Your assignment -> Which lines of the data below include the string "multiple"? Return each of them.

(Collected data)
== Segment start ==

PR #4113, opened 2025-09-04
Add Framing subtopologies and use them within Com subtopologies

thomas-bc:
| | |
|:---|:---|
|**_Related Issue(s)_**|  |

---
## Change Description

Adds in `ComCcsds/ComFprime.FramingSubtopology` that does not include `ComStub`. 

## Rationale

So users can use the Comms stack with another Com Interface (e.g. radio)

Copilot autocomplete


Svc/Subtopologies/ComCcsds/ComCcsds.fpp
```diff
@@ -90,38 +90,49 @@ module ComCcsds {
         """
     }
 
-    instance fprimeRouter: Svc.FprimeRouter base id ComCcsdsConfig.BASE_ID + 0x03000 \
-    
-    instance comStub: Svc.ComStub base id ComCcsdsConfig.BASE_ID + 0x04000 \
+    instance fprimeRouter: Svc.FprimeRouter base id ComCcsdsConfig.BASE_ID + 0x03000
 
-    instance tcDeframer: Svc.Ccsds.TcDeframer base id ComCcsdsConfig.BASE_ID + 0x05000 \
+    instance tcDeframer: Svc.Ccsds.TcDeframer base id ComCcsdsConfig.BASE_ID + 0x04000
```
LeStarch, line 95: Why wasn't this called `defamer` for the same reason as framer below.

LeStarch: Frame accumulator. Gotcha.

LeStarch (dismissed):
I saw changes in the fprime subtopo to buffer connections but not in CCSDS.  Why?

Svc/Subtopologies/ComCcsds/ComCcsds.fpp
thomas-bc: Yes exactly, the FrameAccumulator is the component that needs to be hooked into from user main topologies. So didn't need to standardize on names for deframer, and would rather not.

LeStarch (approved):

Issue #3993, opened 2025-08-06
TCP Reconnections


LeStarch:
| | |
|:---|:---|
|**_F´ Version_**| |
|**_Affected Component_**|   |
---
## Problem Description

Automatic reconnection in TCP should likely be moved to a dedicate thread with dedicated reconnect behavior.  `recv` and `send` should produce an error until reconnections are established.

Currently, `send` and `recv` can both trigger re-connections.  However, these calls work on different threads.  This proves a bit of a hassle to sort out.  First, there is a race condition between threads as to which is causing re-connections.  Second if the other thread is reconnecting, the current thread can error-out.  It probably should wait with a timeout.

PR #4136, opened 2025-09-10
Socket automatic reconnections in dedicated thread

m-aleem:
| | |
|:---|:---|
|**_Related Issue(s)_**| https://github.com/nasa/fprime/issues/3993 |
|**_Has Unit Tests (y/n)_**| Y - Existing |
|**_Documentation Included (y/n)_**| Y - Existing (updated) |

---
## Rationale

Send and recv for a socket can introduce a race condition because they both use their own thread (send=caller thread, recv = component defined thread) to reconnect. Having a dedicated reconnect thread avoid this.

Existing UTs will exercise the new thread logic

Debugging UT failures


Drv/Ip/SocketComponentHelper.cpp
```diff
@@ -221,4 +238,127 @@ void SocketComponentHelper::readTask(void* pointer) {
...
+            else if (status == SOCK_SUCCESS) {
+                Os::ScopeLock scopedLock(this->m_reconnectLock);
+                this->m_reconnectState = ReconnectState::NOT_RECONNECTING;
+            }
+            // Reopen Case 3: Keep trying to reconnect - NO reconnect
+            // state change
+            else {
+                Fw::Logger::log("[WARNING] Failed to open port with status %d and errno %d\n", status, errno);
+                // (void)Os::Task::delay(SOCKET_RETRY_INTERVAL);
+                m_reconnectTask._delay(SOCKET_RETRY_INTERVAL);  // FIXME review
```
m-aleem: @LeStarch In the current implementation of SocketComponentHelper, there is use of `(void)Os::Task::delay(SOCKET_RETRY_INTERVAL);` to delay before a retry attempt. In this (PR) new implementation we now have 3 interacting 'threads' and places where a wait may be done

1) receiveThread: can request a reconnect and then waits
2) sendThread: can request a reconnect and then waits
3) reconnectThread: checks for reconnect requests, briefly waiting `SOCKET_RETRY_INTERVAL` between attempts when in a 'RECONNECT_REQUESTED' state or `m_reconnectCheckInterval` between checks to see if there is a new request while in the NOT_RECONNECTING state

I initially used `Os::Task::delay` in all the wait calls, e.g. 

1) Called by reconnectThread: https://github.com/nasa/fprime/pull/4136/files#diff-67a68b4daab941bc994e0bbd5b961fc72933e623a821915d2d598b01923968e6R299
2) Called by reconnectThread: https://github.com/nasa/fprime/pull/4136/files#diff-67a68b4daab941bc994e0bbd5b961fc72933e623a821915d2d598b01923968e6R304
3) Called by send or recv thread: https://github.com/nasa/fprime/pull/4136/files#diff-67a68b4daab941bc994e0bbd5b961fc72933e623a821915d2d598b01923968e6R346

But I was getting intermittent but frequent failures locally in the Drv/Udp UTs, and some debugging led to the fact that that `Os::Task::delay` uses a singleton, so in the cases of (1) & (2) where we have the `Os::Task` handler (for the dedicated reconnection thread) I now use `_delay` and still use `Os::Task::delay` in (3), but I would like to know if there's another recommended way to approach this?

m-aleem:
@LeStarch This is ready for a preliminary review and I have left a question in-line with one of the FIXMEs (they're all related), but I am keeping this PR in draft until that discussion is resolved/all the FIXMEs are addressed (and while I review these CI issues...)

Drv/Ip/SocketComponentHelper.hpp
```diff
@@ -218,13 +265,27 @@ class SocketComponentHelper {
      */
     SocketIpStatus reopen();
 
+    void threadSafeDelay(const Fw::TimeInterval& interval);
```
LeStarch: Was this defined anywhere?

Os/Task.cpp
```diff
@@ -94,6 +94,11 @@ Task::Status Task::start(const Fw::StringBase& name,
 }
 
 Task::Status Task::start(const Task::Arguments& arguments) {
+    Task::init();
+    // init call above is to ensure singleton is initialized in a thread-safe
+    // manner and such that the address sanitizer does not inadvertently
+    // result in a stack overflow when multiple calls to getSingleton are made
+    // simultaneously from different threads. (As was observed in UT runs.)
```
m-aleem, line 101: @LeStarch Moved the init() call to this start method, since it can be called directly or via the other above start call (SocketComponentHelpers actually calls this version), so it'll run in either case - and that seemed to do the trick to get consistent, not-failing UT runs (locally did 7 iterations)

Drv/Ip/SocketComponentHelper.cpp
```diff
@@ -25,6 +25,18 @@ void SocketComponentHelper::start(const Fw::StringBase& name,
                                   const FwTaskPriorityType priority,
                                   const Os::Task::ParamType stack,
                                   const Os::Task::ParamType cpuAffinity) {
+    // Reconnect Thread
+    FW_ASSERT(m_reconnectTask.getState() ==
+              Os::Task::State::NOT_STARTED);  // It is a coding error to start this task multiple times
+    this->m_reconnectStop = false;
+    Fw::String reconnectName;
+    reconnectName.format("%s_reconnect", name.toChar());
```
LeStarch, line 36: This implies the reconnect threads has the same priority as the receive thread.

LeStarch (approved):

LeStarch (changes requested):
Minor issues:

1. Address priority
2. Remove undefined function

Drv/Ip/SocketComponentHelper.hpp
m-aleem: This was leftover from a previous iteration. Removed. Thanks!

Drv/Ip/SocketComponentHelper.cpp
m-aleem: Great catch, I forgot to add these to the constructor. Updated with defaults.

LeStarch (approved):

PR #107, opened 2022-09-12
Unify using dollar sign for shell commands in CLI doc

dreamtalen:
Signed-off-by: Yongming Ding <dyongming@vmware.com>


yuntanghsu (approved):
LGTM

== Segment end ==

Response to the exercise ->
+    // result in a stack overflow when multiple calls to getSingleton are made
+              Os::Task::State::NOT_STARTED);  // It is a coding error to start this task multiple times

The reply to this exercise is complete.